Exercise goal =>
In the listing below, how many lines carry the word "offAll"? Reply with only the number.

Raw data =>
—————

PR #1433, opened 2024-07-04
fix: allow reusing call instances after leaving

myandrienko:


packages/client/src/Call.ts
```diff
@@ -483,74 +502,74 @@ export class Call {
...
-    this.publisher = undefined;
+      this.sfuStatsReporter?.stop();
+      this.sfuStatsReporter = undefined;
 
-    this.sfuClient?.close(StreamSfuClient.NORMAL_CLOSURE, reason);
-    this.sfuClient = undefined;
+      this.subscriber?.close();
+      this.subscriber = undefined;
 
-    this.dispatcher.offAll();
```
myandrienko, line 529: 🍓 Not removing listeners from dispatcher.

That seems to be safe, since every object keeping a reference to a dispatcher (except for the call itself) is nullified on leave. So the call instance will be GC-ed properly even without `offAll`.

packages/client/src/Call.ts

—————

Written response =>
2